Issue #16985, opened 2025-02-13
Fix macOS version detection


komret:
Browsers (including Electron) report all Mac OS versions from 10.15.7 onwards as 10.15.7 to prevent fingerprinting. This makes our `getOsVersion` util unusable for Mac OS - for example, it cannot be reliably used in messsage system, see https://github.com/trezor/trezor-suite/pull/16741. However, there is a way to circumvent it in desktop apps. It was partially replaced [here](https://github.com/trezor/trezor-suite/pull/15789), but it should be done everywhere in the app.

Lemonexe:
I was curious if there is any alternative at all in browser.
The `desktopOsVersion` is never available on Suite Web.
On chromium based browsers, we can use
```
window.navigator.userAgentData.getHighEntropyValues(['platform', 'platformVersion']).then(console.log)
```
But not available on Firefox or Safari..


But then again, Desktop is all we need..

tomasklim:
Duplicate of #8674

tomasklim:
> But not available on Firefox or Safari..

`Firefox` is depracated
`Safari` is not supported

Issue #15770, opened 2024-12-04
Data Analytics: New desktop OS tracking


kolomaznikt:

^^^^^^^^

### [PROBLEM DESCRIPTION]
Write out only the final block of lines, starting at the line with "on Suite Web." and running to the end of the material.

### [RESPONSE BOX]
The `desktopOsVersion` is never available on Suite Web.
On chromium based browsers, we can use
```
window.navigator.userAgentData.getHighEntropyValues(['platform', 'platformVersion']).then(console.log)
```
But not available on Firefox or Safari..


But then again, Desktop is all we need..

tomasklim:
Duplicate of #8674

tomasklim:
> But not available on Firefox or Safari..

`Firefox` is depracated
`Safari` is not supported

Issue #15770, opened 2024-12-04
Data Analytics: New desktop OS tracking


kolomaznikt:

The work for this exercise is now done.